Ponto a ser observado quanto à ação de reintegração de posse é que há viabilidade da utilização do desforço imediato, consoante se observa do parágrafo §1º do art. 1.210
§ 1º O possuidor turbado, ou esbulhado, poderá manter-se ou restituir-se por sua própria força, contanto que o faça logo; os atos de defesa, ou de desforço, não podem ir além do indispensável à manutenção, ou restituição da posse.
Depreende-se, portanto, da leitura deste parágrafo que se no exemplo citado acima as pessoas se utilizam de meios para o exercício da sua defesa estariam amparadas pela lei, desde que não houvesse excessos e que fosse de forma imediata, no momento ou logo após a prática do esbulho.
Dentre os requisitos para a propositura da ação de reintegração de posse vale destacar que o autor deverá comprovar que realmente possuía, antes do esbulho, a prática daquele imóvel;
Ademais, deverá demonstrar também que o réu praticou o esbulho por ele alegado, não podendo se olvidar de indicar a data em que a posse do imóvel foi retirada de si.
A ação reivindicatória, por sua vez, trata-se de ação que irá reaver a posse para a pessoa que tem em seu nome o registro daquela propriedade, mas não está efetivamente na posse do bem;
Para essa ação o importante aqui são os documentos comprobatórios que demonstram ser o imóvel, objeto da ação, propriedade do reivindicador, assim, havendo o registro em nome do autor da ação esse instrumento será viável.
O que se percebe, portanto, é que existem as ações possessórias, as quais podemos visualizar a ação de reintegração de posse, ação de manutenção de posse ou interdito proibitório;
E temos as ações petitórias, que a doutrina irá chamar de ações possessórias indiretas, e que neste caso dividir-se-ão em ação reivindicatória e ação de imissão na posse;
Ambas são ações com o propósito de proteger de algum modo a posse, mas os pedidos são diversos conforme visto acima; as petitórias sendo ações que vão se amparar no domínio/propriedade do bem e as possessórias possuindo um sustentáculo na posse, sem discutir domínio/propriedade;
Princípio da Fungibilidade (Ações possessórias x petitórias)
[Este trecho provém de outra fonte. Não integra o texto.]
PR #4355, opened 2017-02-07
Add feature flag and config setting to load client from an external URL

robertknight:
Add a feature flag (`use_client_boot_script`) and a configuration setting (`h.client_url`) which causes the service to use the client's boot script instead of using the boot code baked into the service itself. When the flag is enabled:

- The `/embed.js` view returns a redirect to the client's entry point at `https://unpkg.com/hypothesis` or the custom location set with the `h.client_url` setting.
- The `app.html` view returns a minimal HTML page which just includes the client URL.

Together, these changes will enable us to deploy and serve the client from a CDN rather than baking it into the Docker image for the service.

----

**Manual testing:**

 - Check out this branch
 - In the client repo, check out https://github.com/hypothesis/client/pull/229.
- In the client repo, set the `H_SERVICE_URL` env var to `http://localhost:5000` and run `gulp watch`
- In the h repo, set the the `CLIENT_URL` env var to `http://localhost:3001/hypothesis` and run `make dev`
- Go to `/docs/help` and `/stream` and verify that the client loads. Also verify that the client's CSS and JS assets are loaded from `http://localhost:3001`.

### DIFF
--- a/conf/app.ini
+++ b/conf/app.ini
@@ -19,7 +19,6 @@ use: call:h.app:create_app
 # If not provided, both default to a random URL-safe base64-encoded string.
 #h.client_id:
 #h.client_secret:
-h.client_url: https://unpkg.com/hypothesis
 
 # SQLAlchemy configuration -- See SQLAlchemy documentation
 sqlalchemy.url: postgresql://postgres@localhost/postgres
--- a/conf/app.ini
+++ b/conf/app.ini
@@ -19,6 +19,7 @@ use: call:h.app:create_app
 # If not provided, both default to a random URL-safe base64-encoded string.
 #h.client_id:
 #h.client_secret:
+h.client_url: https://unpkg.com/hypothesis
 
 # SQLAlchemy configuration -- See SQLAlchemy documentation
 sqlalchemy.url: postgresql://postgres@localhost/postgres
--- a/h/templates/app.html.jinja2
+++ b/h/templates/app.html.jinja2
@@ -9,7 +9,7 @@
      only ever displays a single route.
      #}
     <base target="_top" href="/" />
-  {% for url in app_css_urls %}
+    {% for url in app_css_urls %}
     <link rel="stylesheet" href="{{ url }}">
     {% endfor %}
     {% for attrs in meta_attrs -%}
@@ -34,6 +34,6 @@
     {% for url in app_js_urls %}
     <script src="{{ url }}"></script>
     {% endfor %}
-    
+
   </body>
 </html>
--- a/h/templates/app.html.jinja2
+++ b/h/templates/app.html.jinja2
@@ -9,7 +9,7 @@
      only ever displays a single route.
      #}
     <base target="_top" href="/" />
-    {% for url in app_css_urls %}
+  {% for url in app_css_urls %}
     <link rel="stylesheet" href="{{ url }}">
     {% endfor %}
     {% for attrs in meta_attrs -%}
@@ -34,6 +34,6 @@
     {% for url in app_js_urls %}
     <script src="{{ url }}"></script>
     {% endfor %}
-
+    
   </body>
 </html>
--- a/h/templates/embed.js.jinja2
+++ b/h/templates/embed.js.jinja2
@@ -1,4 +1,4 @@
-{% if client_boot_url %}
+{% if client_boot_script %}
 (function () {
   var configEl = document.createElement('script');
   configEl.className = 'js-hypothesis-settings';
@@ -9,9 +9,7 @@
   });
   document.head.appendChild(configEl);
 
-  var bootScriptEl = document.createElement('script');
-  bootScriptEl.src = '{{ client_boot_url }}';
-  document.head.appendChild(bootScriptEl);
+  {{ client_boot_script | safe }}
 })();
 {% else %}
 (function () {
--- a/h/templates/embed.js.jinja2
+++ b/h/templates/embed.js.jinja2
@@ -1,17 +1,3 @@
-{% if client_boot_script %}
-(function () {
-  var configEl = document.createElement('script');
-  configEl.className = 'js-hypothesis-settings';
-  configEl.type = 'application/json';
-  configEl.textContent = JSON.stringify({
-    assetRoot: '{{ client_asset_root }}',
-    sidebarAppUrl: '{{ app_html_url }}',
-  });
-  document.head.appendChild(configEl);
-
-  {{ client_boot_script | safe }}
-})();
-{% else %}
 (function () {
 // Detect presence of Hypothesis in the page
 var appLinkEl = document.querySelector('link[type="application/annotator+html"]');
@@ -71,4 +57,3 @@ install();
 
 return {installedURL: baseUrl.href};
 })();
-{% endif %}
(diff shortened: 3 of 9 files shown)


robertknight:
WIP because it needs more tests.

tests/h/views/client_test.py
```diff
@@ -19,6 +20,52 @@ def test_annotator_token_returns_token(generate_jwt, pyramid_request):
...
+        ctx = client.embed(pyramid_request_)
+        assert ctx['client_boot_url'] is None
+
+    def test_sets_content_type(self, pyramid_request_):
+        client.embed(pyramid_request_)
+        assert pyramid_request_.response.content_type == 'text/javascript'
+
+
+@pytest.fixture
+def pyramid_request_(pyramid_request):
```
robertknight: This fixture needs to be named differently than the `pyramid_request` fixture which it extends, as otherwise the registry gets reset to a new object before individual test cases actually run.

nickstenning:
I think it would make more sense to have the feature flag operate at the view level and actually request from upstream (and then serve with appropriate cache headers), rather than having embed.js be a bootstrapper for a bootstrapper.

robertknight:
This is currently blocked on https://github.com/hypothesis/h/pull/4363 which simplifies the client views a lot and makes them easier to test.

robertknight:
Slack discussion: https://hypothes-is.slack.com/archives/public/p1487328023004988

conf/app.ini
```diff
@@ -19,6 +19,7 @@ use: call:h.app:create_app
 # If not provided, both default to a random URL-safe base64-encoded string.
 #h.client_id:
 #h.client_secret:
+h.client_url: https://unpkg.com/hypothesis
```
nickstenning: We're slowly but surely phasing out use of these configuration files, so perhaps we could put the default value in an appropriate module in the application?

h/templates/app.html.jinja2
```diff
@@ -9,7 +9,7 @@
      only ever displays a single route.
      #}
     <base target="_top" href="/" />
-  {% for url in app_css_urls %}
+    {% for url in app_css_urls %}
```
nickstenning: Doesn't seem like this diff is relevant to these changes, is it?

h/views/client.py
```diff
@@ -125,11 +162,18 @@ def absolute_asset_urls(bundle_name):
         return [urlparse.urljoin(base_url, url)
                 for url in assets_env.urls(bundle_name)]
 
-    return {
-        'app_html_url': request.route_url('sidebar_app'),
-        'inject_resource_urls': (absolute_asset_urls('inject_js') +
-                                 absolute_asset_urls('inject_css'))
-    }
+    client_boot_url = _resolve_client_boot_url(request)
```
nickstenning: Rather than adding complexity to this view function, it probably makes more sense to have a separate view function which uses the `has_feature_flag` view predicate:

```python
from pyramid.config import not_

...

@view_config(route_name='embed',
             renderer='h:templates/embed.js.jinja2',
             has_feature_flag=not_('use_client_boot_script'))
def embed(request):
    # current view

@view_config(route_name='embed',
             has_feature_flag='use_client_boot_script')
def embed_redirect(request):
    # redirect
```

h/views/client.py
```diff
@@ -125,11 +162,18 @@ def absolute_asset_urls(bundle_name):
...
+
+    if client_boot_url:
+        rsp = HTTPFound(location=client_boot_url)
+        rsp.cache_control.max_age = 60 * 5  # 5 minutes
```
nickstenning: Let's use the `http_cache` arg to `view_config` instead, as that will ensure we set both `Expires` and `C-C` headers.

h/views/client.py
```diff
@@ -85,6 +112,7 @@ def sidebar_app(request, extra=None):
     ga_client_tracking_id = settings.get('ga_client_tracking_id')
 
     ctx = _app_html_context(api_url=request.route_url('api.index'),
+                            client_boot_url=_resolve_client_boot_url(request),
```
nickstenning: Is there a reason we need to actually resolve the URL here? Can we use the value of the setting without making any HTTP requests?

h/templates/embed.js.jinja2
```diff
@@ -1,3 +1,17 @@
+{% if client_boot_script %}
+(function () {
+  var configEl = document.createElement('script');
+  configEl.className = 'js-hypothesis-settings';
+  configEl.type = 'application/json';
+  configEl.textContent = JSON.stringify({
+    assetRoot: '{{ client_asset_root }}',
+    sidebarAppUrl: '{{ app_html_url }}',
```
robertknight: The defaults are now hardcoded to correct values in the client, with one caveat - the `/app.html` URL can only be hardcoded to one value - so if we remove this config it won't be possible to load the QA version of `/app.html` on the QA version of the service.

h/templates/app.html.jinja2
robertknight: No, I think it stems from an indentation correction made during an earlier version of this PR.

conf/app.ini
robertknight: Ah, I didn't know we were phasing these out. I can do that.

h/views/client.py
robertknight: The client will have an `/embed.js` => `https://unpkg.com/hypothesis@0.X.Y` redirect cached locally but won't have an `https://unpkg.com/hypothesis` => `https://unpkg.com/hypothesis@0.X.Y` redirect cached locally because the service proxies the original redirect. So not resolving the URL would require the client to perform an extra request.

In an earlier version of this PR, I just had `/app.html` include `/embed.js` directly (which the client _will_ have cached). Come to think of it, I think I could just revert back to doing that.

h/views/client.py
```diff
@@ -61,8 +94,12 @@ def _app_html_context(assets_env, api_url, service_url, sentry_public_dsn,
             'googleAnalytics': ga_client_tracking_id
         })
 
-    app_css_urls = assets_env.urls('app_css')
-    app_js_urls = assets_env.urls('app_js')
+    if client_url:
+        app_js_urls = [client_url]
```
nickstenning: I thought you were going to use `request.route_path('embed')` here to avoid having to do an HTTP call every time we render `app.html` -- which is notably not served with sensible cache headers at the moment.

h/views/client.py
```diff
@@ -132,6 +176,20 @@ def absolute_asset_urls(bundle_name):
     }
 
 
+@view_config(route_name='embed',
+             has_feature_flag='use_client_boot_script',
+             http_cache=60 * 5)
```
nickstenning: We want this to be cached by the CDN, so need to specify the `public` C-C token: `http_cache=(300, {'public': True})` as with robots.txt.

nickstenning: Hmm, although we should probably not do that while it's controlled by a feature flag. Leave this one for now and we'll follow up once we've deployed it.

nickstenning: Actually, no, it's fine. We send `Vary: Cookie` so `C-C: public` should be fine here.

nickstenning:
Two small changes needed: 

1. to the Cache-Control headers for `/embed.js` so that it can be cached by the CDN and not just by user-agents.
2. to `/app.html` so that we don't put an external HTTP request on the critical path.

h/views/client.py
robertknight: Good catch. Done.

h/views/client.py
robertknight: Ah, yes indeed. Done.

PR #4356, opened 2017-02-07
Remove a test for a case that never occurs

fatbusinessman:
The `model` function should never be invoked for third-party requests, so this test is only meaningful for the `profile` function, where there is an equivalent test.


robertknight:
LGTM

PR #4357, opened 2017-02-07
Support unauthenticated `profile` requests

fatbusinessman:
This functionality is necessary so that we can display a list of public groups and use a default set of feature flags before a user has logged in. This needs to work both for the default authority and for a third party.

There was some discussion around whether to expect the `authority` parameter, even for authenticated requests, and fail if the value did not match the user's authority. The main argument behind this was to provide separation between the different URLs used for profiles from different authorities. However, in the interests of unblocking the client component of this work, and given a piece of suggested upcoming investigation into providing entirely separate API namespaces for third parties, we've gone with the simplest option for the moment.

This is the final piece of hypothesis/product-backlog#119.

This depends on #4356, as the removed test breaks with this new functionality.

### DIFF
--- a/h/session.py
+++ b/h/session.py
@@ -9,21 +9,35 @@ def model(request):
     session = {}
     session['csrf'] = request.session.get_csrf_token()
     session['userid'] = request.authenticated_userid
-    session['groups'] = _current_groups(request)
+    session['groups'] = _current_groups(request, request.auth_domain)
     session['features'] = request.feature.all()
     session['preferences'] = _user_preferences(request.authenticated_user)
     return session
 
 
-def profile(request):
+def profile(request, authority=None):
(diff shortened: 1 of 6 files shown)


robertknight:
Ah, I see. The failing test in question was removed in https://github.com/hypothesis/h/pull/4356

robertknight:
Rebased

robertknight:
Functional tests need updating - see Jenkins output.

chdorner:
Since the functional test was updated to have the tests back to green, and I need these changes to properly fix the OAuth integration tests to call the new `/api/debug-token` endpoint instead, I will merge this.

I looked at the code and it looks good to me, Robert has tested it with the client.

👍

PR #4359, opened 2017-02-08
Simplify embed.js view

robertknight:
This is a follow-up to https://github.com/hypothesis/h/pull/4355 which removes an unnecessary separation between `h.client.embed_context` and `h.views.client.embed`. The separation dated back to when `h.client` was used to build the browser extension.


robertknight:
I'm closing this as I think it will be easier to do the refactoring here and to the _app.html_ views _before_ adding support for using the client boot script.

Vale salientar, ainda, que no caso das ações possessórias existe a viabilidade de aplicação do princípio da fungibilidade, ou seja, em uma hipótese que o instrumento legal cabível de maneira correta, por exemplo, seria a ação de reintegração de posse o autor entra com uma ação de manutenção de posse;
Assim, o juiz ao verificar o caso concreto poderá aplicar este princípio, desde que não haja erro grosseiro, é o que se observa do artigo 920 do Código de Processo Civil:
A propositura de uma ação possessória em vez de outra não obstará a que o juiz conheça do pedido e outorgue a proteção legal correspondente àquela, cujos requisitos estejam provados.
Este princípio se mostra importante na medida que viabiliza o juiz realizar o julgamento de uma ação possessória pela outra sem ter que o autor emendar a inicial, conferindo celeridade e razoável duração ao processo.
Ademais, pode vir a ocorrer a hipótese de que no momento da propositura da ação havia uma determinada situação fática que não mais exista durante a distribuição do processo;
Assim, imagine um cenário que representaria hipótese de ameaça e por consequente haveria de ser proposta uma ação de interdito proibitório, mas que no momento de distribuir o processo já tenha ocorrido a invasão que representa o esbulho.
Desse modo, o juiz ele poderá utilizar-se da fungibilidade para tratar o caso em questão como esbulho e não como mera ameaça, visto que essa situação fática não mais existe.
Seguindo essa linha de raciocínio, ponto muito importante é que embora seja viável o princípio da fungibilidade entre ações possessórias como foi amplamente abordado acima, não há o que se falar desse instrumento jurídico entre possessórias e petitórias;
Isto por que, conforme foi visto, o pedido dessas espécies de ações são diversos e por conseguinte não viabilizam a propositura da fungibilidade visto que estão amparadas em fundamentos distintos uma da outra.
SÍNTESE:
Dentre os pontos que merecem destaque, tem-se os seguintes:
- Ação reivindicatória: trata-se de ação que tem por base o domínio/propriedade e que visa reaver a posse de um determinado bem;
- A propriedade é o elemento a ser levado em conta nas ações reivindicatórias e não a posse
- Esbulho – privação total da posse do bem (cabimento – ação de reintegração de posse)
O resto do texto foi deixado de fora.